What is an inclusion map? (manifolds)

[Fellowroot]

In my book its says let i: U →M (but with a curved arrow) and calls it an inclusion map. What exactly is an inclusion map? Doesn't the curve arrow mean its 1-1? So are inclusion maps always 1-1?

 

[lavinia]

In my book its says let i: U →M (but with a curved arrow) and calls it an inclusion map. What exactly is an inclusion map? Doesn't the curve arrow mean its 1-1? So are inclusion maps always 1-1?

yes

 

[Fredrik]

The map $I:X\to X$ defined by $I(x)=x$ for all $x\in X$ is called the identity map on $X$. If X is a subset of Y, then the map $J:X\to Y$ defined by $J(x)=x$ for all $x\in X$ is called the inclusion map from $X$ to $Y$. If X=Y, the identity map and the inclusion map are the same. If you're using a definition of "map" such that the codomain isn't one of the things that identify the map, then the identity map and the inclusion map are the same, even when X is a proper subset of Y.

 

[Geometry_dude]

The curved arrow is usually reserved for inclusions. In general, if you have a differentiable manifold $M$ and a subset $N \subseteq M$ that is also a differentiable manifold then the inclusion map
$$\iota \colon N \to M \colon p \to p$$
is open (trivially, with respect to the subspace topology on the image), injective and an immersion (i.e. the differential $\iota_*$ has trivial kernel at every point). The tuple $(N, \iota)$ is an embedded submanifold of $M$ and one can always think of embedded submanifolds as being given by subsets by looking at the image and the inclusion map.

 

[micromass]

The curved arrow is usually reserved for inclusions.
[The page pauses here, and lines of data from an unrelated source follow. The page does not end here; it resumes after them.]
PR #332, opened 2023-09-14
rpcv4_write_errors

### LINKED ISSUE #322: Fix errors for `starknet_addInvokeTransaction` and `starknet_addDeclareTransaction`
- Errors for `starknet_addInvokeTransaction`: https://github.com/starkware-libs/starknet-specs/blob/6fadca1f1abf48523c0aa799a10061f40f973468/api/starknet_write_api.json#L36
- Errors for `starknet_addDeclareTransaction`: https://github.com/starkware-libs/starknet-specs/blob/6fadca1f1abf48523c0aa799a10061f40f973468/api/starknet_write_api.json#L101

rianhughes:
closes https://github.com/NethermindEth/starknet.go/issues/322

### DIFF
--- a/rpc/provider.go
+++ b/rpc/provider.go
@@ -45,8 +45,8 @@ type api interface {
 	TransactionByHash(ctx context.Context, hash *felt.Felt) (Transaction, error)
 	TransactionReceipt(ctx context.Context, transactionHash *felt.Felt) (TransactionReceipt, error)
 	AddInvokeTransaction(ctx context.Context, broadcastedInvoke BroadcastedInvokeTransaction) (*AddInvokeTransactionResponse, *RPCError)
-	AddDeclareTransaction(ctx context.Context, declareTransaction BroadcastedDeclareTransaction) (*AddDeclareTransactionResponse, error)
-	AddDeployAccountTransaction(ctx context.Context, deployAccountTransaction BroadcastedDeployAccountTransaction) (*AddDeployAccountTransactionResponse, error)
+	AddDeclareTransaction(ctx context.Context, declareTransaction BroadcastedDeclareTransaction) (*AddDeclareTransactionResponse, *RPCError)
+	AddDeployAccountTransaction(ctx context.Context, deployAccountTransaction BroadcastedDeployAccountTransaction) (*AddDeployAccountTransactionResponse, *RPCError)
 	SimulateTransactions(ctx context.Context, blockID BlockID, txns []BroadcastedTransaction, simFlags []SimulationFlag) ([]SimulatedTransaction, error)
 	TraceBlockTransactions(ctx context.Context, blockHash *felt.Felt) ([]Trace, error)
 }
--- a/rpc/provider.go
+++ b/rpc/provider.go
@@ -44,7 +44,7 @@ type api interface {
 	TransactionByBlockIdAndIndex(ctx context.Context, blockID BlockID, index uint64) (Transaction, error)
 	TransactionByHash(ctx context.Context, hash *felt.Felt) (Transaction, error)
 	TransactionReceipt(ctx context.Context, transactionHash *felt.Felt) (TransactionReceipt, error)
-	AddInvokeTransaction(ctx context.Context, broadcastedInvoke BroadcastedInvokeTransaction) (*AddInvokeTransactionResponse, error)
+	AddInvokeTransaction(ctx context.Context, broadcastedInvoke BroadcastedInvokeTransaction) (*AddInvokeTransactionResponse, *RPCError)
 	AddDeclareTransaction(ctx context.Context, declareTransaction BroadcastedDeclareTransaction) (*AddDeclareTransactionResponse, error)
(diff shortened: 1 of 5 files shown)


rpc/write.go
```diff
@@ -2,51 +2,82 @@ package rpc
...
 
 // AddInvokeTransaction estimates the fee for a given Starknet transaction.
-func (provider *Provider) AddInvokeTransaction(ctx context.Context, broadcastedInvoke BroadcastedInvokeTransaction) (*AddInvokeTransactionResponse, error) {
-	// TODO: EntryPointSelector now part of calldata
-	// tx, ok := broadcastedInvoke.(BroadcastedInvokeV0Transaction)
-	// if ok {
-	// 	tx.EntryPointSelector = fmt.Sprintf("0x%x", types.GetSelectorFromName(tx.EntryPointSelector))
-	// 	broadcastedInvoke = tx
-	// }
+func (provider *Provider) AddInvokeTransaction(ctx context.Context, broadcastedInvoke BroadcastedInvokeTransaction) (*AddInvokeTransactionResponse, *RPCError) {
```
cicr99: Why use `BroadcastedInvokeTransaction` instead of `InvokeTxnV1` as in the [spec](https://github.com/starkware-libs/starknet-specs/blob/6fadca1f1abf48523c0aa799a10061f40f973468/api/starknet_write_api.json#L19)?

rpc/write.go
```diff
@@ -2,51 +2,82 @@ package rpc
...
+			return nil, tryUnwrapToRPCErr(
+				err,
+				ErrInsufficientAccountBalance,
+				ErrInsufficientMaxFee,
+				ErrInvalidTransactionNonce,
+				ErrValidationFailure,
+				ErrNonAccount,
+				ErrDuplicateTx,
+				ErrUnsupportedTxVersion,
+				ErrUnexpectedError,
```
cicr99: I think you can remove `ErrUnexpectedError` from this list, it was already checked in the condition above

rpc/write.go
```diff
@@ -2,51 +2,82 @@ package rpc
...
+			ErrInsufficientAccountBalance,
+			ErrInsufficientMaxFee,
+			ErrInvalidTransactionNonce,
+			ErrValidationFailure,
+			ErrNonAccount,
+			ErrDuplicateTx,
+			ErrContractClassSizeTooLarge,
+			ErrUnsupportedTxVersion,
+			ErrUnsupportedContractClassVersion,
+			ErrUnexpectedError,
```
cicr99: Same here about `ErrUnexpectedError`

rpc/write.go
```diff
@@ -2,51 +2,82 @@ package rpc
...
+			err,
+			ErrInsufficientAccountBalance,
+			ErrInsufficientMaxFee,
+			ErrInvalidTransactionNonce,
+			ErrValidationFailure,
+			ErrNonAccount,
+			ErrClassHashNotFound,
+			ErrDuplicateTx,
+			ErrUnsupportedTxVersion,
+			ErrUnexpectedError,
```
cicr99: Same here about `ErrUnexpectedError`

rpc/write_test.go
```diff
@@ -59,3 +59,45 @@ func TestDeclareTransaction(t *testing.T) {
...
+			},
+		},
+		"testnet": {},
+	}[testEnv]
+
+	for _, test := range testSet {
+		resp, err := testConfig.provider.AddInvokeTransaction(context.Background(), test.InvokeTx)
+		if err != nil {
+			require.Equal(t, *err, test.ExpectedError, "AddInvokeTransaction did not give expected error")
+			continue
```
cicr99: Instead of using continue here, I would rather have it as an if else statement, in other words:
```
if err != nil {
	require.Equal(t, *err, test.ExpectedError, "AddInvokeTransaction did not give expected error")
} else {
	require.Equal(t, *resp, test.ExpectedResp)
}
```
I think it would be more readable that way and we already have it like this in other places of the code

rpc/write.go
rianhughes: The removal of Broadcast types is addressed in a separate PR. We'll can address it via merge conflict - depending which PR gets approved and merged first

In general, if you have a differentiable manifold $M$ and a subset $N \subseteq M$ that is also a differentiable manifold then the inclusion map
$$\iota \colon N \to M \colon p \to p$$
is open

Why would it be open?

 

[Geometry_dude]

It is open with respect to the subspace topology on the image, which just happens to be the topology on the set itself by definition. So actually the map
$$\iota \colon N \to M$$
is only open if $\dim M = \dim N$.

 

[lavinia]

A subset of a set can be viewed as a set in itself. The inclusion map takes its points as a set and maps them to the corresponding points in the subset.

For instance the inclusion of {a} into {a,b} maps {a} to the subset {a} ⊂ {a,b}.

The idea of inclusion applies to sets and subsets. It is completely general and is not restricted to manifolds or topological spaces.